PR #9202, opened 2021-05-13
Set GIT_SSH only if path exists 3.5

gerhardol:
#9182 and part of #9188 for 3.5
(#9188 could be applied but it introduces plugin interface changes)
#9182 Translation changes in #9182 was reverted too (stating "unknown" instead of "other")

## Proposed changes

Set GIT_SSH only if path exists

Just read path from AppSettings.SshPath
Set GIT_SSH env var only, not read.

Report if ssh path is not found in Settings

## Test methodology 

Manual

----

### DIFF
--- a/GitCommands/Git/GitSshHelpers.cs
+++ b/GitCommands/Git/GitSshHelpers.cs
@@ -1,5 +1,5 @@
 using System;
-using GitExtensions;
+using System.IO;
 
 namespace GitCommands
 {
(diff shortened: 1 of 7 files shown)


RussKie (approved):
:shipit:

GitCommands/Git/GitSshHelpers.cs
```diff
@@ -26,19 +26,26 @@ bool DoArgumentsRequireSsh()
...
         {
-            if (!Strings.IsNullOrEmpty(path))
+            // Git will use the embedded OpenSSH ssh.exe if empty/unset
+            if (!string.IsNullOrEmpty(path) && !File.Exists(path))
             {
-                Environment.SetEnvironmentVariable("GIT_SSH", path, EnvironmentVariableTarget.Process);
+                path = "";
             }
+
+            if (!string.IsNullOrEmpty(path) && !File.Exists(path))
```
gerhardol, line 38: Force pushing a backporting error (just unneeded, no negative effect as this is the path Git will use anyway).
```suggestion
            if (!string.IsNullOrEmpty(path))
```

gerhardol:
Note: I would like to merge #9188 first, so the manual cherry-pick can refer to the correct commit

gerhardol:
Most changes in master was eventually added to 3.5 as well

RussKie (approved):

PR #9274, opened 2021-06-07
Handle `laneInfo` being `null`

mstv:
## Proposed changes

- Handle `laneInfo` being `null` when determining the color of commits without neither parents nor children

········

Your task is to copy all of the entries exactly.

PR #9202, opened 2021-05-13
Set GIT_SSH only if path exists 3.5

gerhardol:
#9182 and part of #9188 for 3.5
(#9188 could be applied but it introduces plugin interface changes)
#9182 Translation changes in #9182 was reverted too (stating "unknown" instead of "other")

## Proposed changes

Set GIT_SSH only if path exists

Just read path from AppSettings.SshPath
Set GIT_SSH env var only, not read.

Report if ssh path is not found in Settings

## Test methodology 

Manual

----

### DIFF
--- a/GitCommands/Git/GitSshHelpers.cs
+++ b/GitCommands/Git/GitSshHelpers.cs
@@ -1,5 +1,5 @@
 using System;
-using GitExtensions;
+using System.IO;
 
 namespace GitCommands
 {
(diff shortened: 1 of 7 files shown)


RussKie (approved):
:shipit:

GitCommands/Git/GitSshHelpers.cs
```diff
@@ -26,19 +26,26 @@ bool DoArgumentsRequireSsh()
...
         {
-            if (!Strings.IsNullOrEmpty(path))
+            // Git will use the embedded OpenSSH ssh.exe if empty/unset
+            if (!string.IsNullOrEmpty(path) && !File.Exists(path))
             {
-                Environment.SetEnvironmentVariable("GIT_SSH", path, EnvironmentVariableTarget.Process);
+                path = "";
             }
+
+            if (!string.IsNullOrEmpty(path) && !File.Exists(path))
```
gerhardol, line 38: Force pushing a backporting error (just unneeded, no negative effect as this is the path Git will use anyway).
```suggestion
            if (!string.IsNullOrEmpty(path))
```

gerhardol:
Note: I would like to merge #9188 first, so the manual cherry-pick can refer to the correct commit

gerhardol:
Most changes in master was eventually added to 3.5 as well

RussKie (approved):

PR #9274, opened 2021-06-07
Handle `laneInfo` being `null`

mstv:
## Proposed changes

- Handle `laneInfo` being `null` when determining the color of commits without neither parents nor children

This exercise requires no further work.